The most common setup. Add it under ssl_certificate block.
server {
listen 443 ssl http2;
server_name mysite.com;
ssl_certificate /etc/letsencrypt/live/mysite.com/fullchain.pem;
ssl_certificate_key /etc/letsencrypt/live/mysite.com/privkey.pem;
# This is the core! Send header 'always'.
add_header Strict-Transport-Security "max-age=63072000; includeSubDomains; preload" always;
}
For Node.js backend, using helmet middleware is the easiest and safest way.
const express = require('express');
const helmet = require('helmet');
const app = express();
// Set up HSTS only, or use helmet defaults
app.use(helmet.hsts({
maxAge: 31536000, // 1 year
includeSubDomains: true, // Include subdomains
preload: true // Ready for preload submission
}));
"Do I need HTTPS for local dev?"
Yes, it's better. You often need it for httpOnly cookies or SameSite settings.
However, localhost is often excluded from HSTS for developer convenience.
Instead, use mkcert to issue a local certificate, and map a .dev domain (e.g., myapp.dev) in /etc/hosts. .dev domains are on the Preload List by default, so HSTS works!

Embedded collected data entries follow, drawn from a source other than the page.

PR #242, opened 2019-06-19
Download manager

Ambrevar:
A first draft for the pure-lisp download manager, and it already works!

Next steps:
- Refactor the library into a `libraries/download-manager` subdirectory.
- Update progress live.
- Add authenticated download support.
- Add FTP support.
- Add magnet support (for now we can just leverage Transmission's web interface).
- Allow stopping downloads.
- Optional: Allow pausing and resuming downloads.


source/download-mode.lisp
```diff
@@ -0,0 +1,30 @@
...
+(define-command download-list (root-mode &optional (interface *interface*))
+  "Display a buffer listing all downloads."
+  (let* ((download-buffer (or (find-buffer 'download-mode)
+                              (make-buffer
+                               :name "*Downloads*"
+                               :default-modes (cons 'download-mode
+                                                    (get-default 'buffer 'default-modes)))))
+         (contents (cl-markup:markup
+                    (:h1 "Downloads")
+                    (:span              ; TODO: Do we need this span?
```
jmercouris: You do not need a span necessarily it could just as well be `<p>`, however to collect and output something in cl-markup you do need to have a tag of some sort.

source/download.lisp
```diff
@@ -0,0 +1,112 @@
+;;; Download manager backend.
+(in-package :next/engine)
+
+(defmethod cache ((type (eql :uri)) uri)
+  (locally-cache uri))
+
+(defun downloads-directory ()
+  (ensure-directories-exist (truename #p"~/Downloads/")))
```
jmercouris: Not sure I agree with this, on the other hand I can't think of a different download directory on any system...

source/download-mode.lisp
Ambrevar: So we need a span, right? :p

source/download.lisp
Ambrevar: From the XDG standard, it should be `XDG_DOWNLOAD_DIR="$HOME/Downloads"`.  So I suggest we first check the environment variable, then default to ~/Downloads.

Ambrevar:
I've fixed the first point: refactor the library to a separate directory.

source/download.lisp
Ambrevar: Actually we should first query the `xdg-user-dir` system tool.  Is there a way to do this in pure Common Lisp?

source/download-mode.lisp
jmercouris: effectively yes :D

alexanderbarbosa:
Wow

source/download.lisp
alexanderbarbosa: nope, could not find any xdg implementation...

source/remote.lisp
```diff
@@ -135,7 +135,29 @@ commands.")
...
+(defun download-watch ()
+  ;; TODO: Add a (sleep ...)?  If we have many downloads, this loop could result
+  ;; in too high a frequency of refreshes.
+  (loop while (lparallel:receive-result download-manager:notifications)
+        do (let ((buffer (find-buffer 'download-mode)))
+             ;; Only update if buffer exists.  We update even when out of focus
+             ;; because if we switch to the buffer after all downloads are
+             ;; completed, we won't receive notifications so the content needs
+             ;; to be updated already.
+             ;; TODO: Disable when out of focus?  Maybe need hook for that.
```
jmercouris: We don't have a `buffer-changed` hook. I also don't think we have a `buffer-focused` method. We do have `buffer-active`, but it may still be on a non-visible screen, and therefore not actually in focus.

source/proxy-mode.lisp
```diff
@@ -6,7 +6,7 @@
     "Enable forwarding of all network requests to a specific host.
 This can apply to specific buffer."
     ((server-address :accessor server-address :initarg :server-address
-                     :initform "socks://127.0.0.1:9050"
+                     :initform "socks5://127.0.0.1:9050"
```
jmercouris: what is `socks` and `socks5`?

Ambrevar: That's because there are multiple SOCKS protocols (socks4, socks5, etc.).
WebKitGTK understands "socks" as socks5, and thus it works for Tor (which needs socks5).
Dexador does not get it however, so we need to specify socks5 explicitly.

source/remote.lisp
Ambrevar: Yes, we need a buffer changed hook, or at least something that can hook on `set-url`.
Shall we implement hooks before or after 1.3?

Ambrevar:
Update: Download progress is now displayed! :D 

I've investigated authenticated downloads, and it seems that I need to add an end point to forward a serialized cookie-jar.  Dexador accepts them.  It should not be too hard.  Stay tuned.

source/remote.lisp
jmercouris: after, it isn't mission critical

jmercouris:
Nice progress! A serialized cookie-jar? If the location of the cookies is known, why do you need WebKit to serialize them? Are they in some sort of proprietary format?

Ambrevar:
No they are not, but I don't understand the format completely.  (It's Firefox' format.)
I wan't to serialize them with WebKit to know how they look like structurally so that I can re-generate them in pure list from `cookies.txt`.  I'll experiment with it and see what I can do.

libraries/download-manager/native.lisp
```diff
@@ -0,0 +1,111 @@
...
+                         :resolved-uri resolved-uri
+                         :header response-headers
+                         :file file
+                         :status status
+                         :downstream stream)))
+    (error (c)
+      (error c))))
+
+;; TODO: Rename DOWNLOAD method to FETCH?
+(defmethod download ((download download)
```
jmercouris: I'm not sure if fetch makes it more clear since it is a download manager. If I had to rename it I would pick `READ` because I see no semantics difference between reading on a local or a remote device. I am still reading from some I/O interface.

Ambrevar: You are right, `READ` is probably better.

Ambrevar:
I take that back: I think we need to serialize the cookies between the platform port (here webkit) and Lisp because of "session cookies" which are not persisted to disk.

Ambrevar:
And... Done!  Authenticated downloads work :D 
There might be some edge cases that we need to tune, but I guess it's a good start.

I'll keep FTP support and the other tasks for later, probably post 1.3.

So I think this is ready for merding.  @jmercouris Let me know what you think and let's merge!

libraries/download-manager/native.lisp
```diff
@@ -0,0 +1,94 @@
...
+                           :requested-uri requested-uri
+                           :resolved-uri resolved-uri
+                           :header response-headers
+                           :file file
+                           :status status
+                           :downstream stream)))
+      (error (c)
+        (error c)))))
+
+(defmethod fetch ((download download)
```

It's trouble if you blindly slap max-age=1 year and your site goes down.
I applied it gradually like this:
max-age=300 (5 minutes). If something breaks, I only get blamed for 5 minutes. "Ah, server maintenance briefly."max-age=86400 (1 day). Watch traffic and logs for a day. Check if subdomains error out.max-age=31536000 (1 year). No turning back now.preload option and apply for Google registration. Now your site is officially recognized globally as "HTTPS Only".The myth that "HTTPS is slow" is officially dead. TLS 1.3 changed the game.
Security is no longer a bottleneck for speed.
The first rule of security is "Do Not Trust Users".
Trusting "Users will figure out to come via HTTPS" is negligence.
Users are lazy; they won't type http://, they just type naver.com.
HSTS is the strongest Seatbelt a server can provide.
Check your site headers right now in the DevTools Network tab.
If Strict-Transport-Security is missing, your door is half open.
Lock it tight before a hacker squeezes through that gap.
Q: Does HSTS hurt SEO? A: No, it helps. Google boosts HTTPS sites. The 301 redirect also correctly transfers "Link Juice" to your HTTPS version.
Q: What happens if my certificate expires with HSTS on? A: Total Blackout. Users cannot bypass the warning. They are locked out. Automate your renewals (Certbot)!
Q: Can I use HTTP for just one subdomain?
A: Only if you disable includeSubDomains. But be warned: compromised HTTP cookies can sometimes be used to attack the main domain.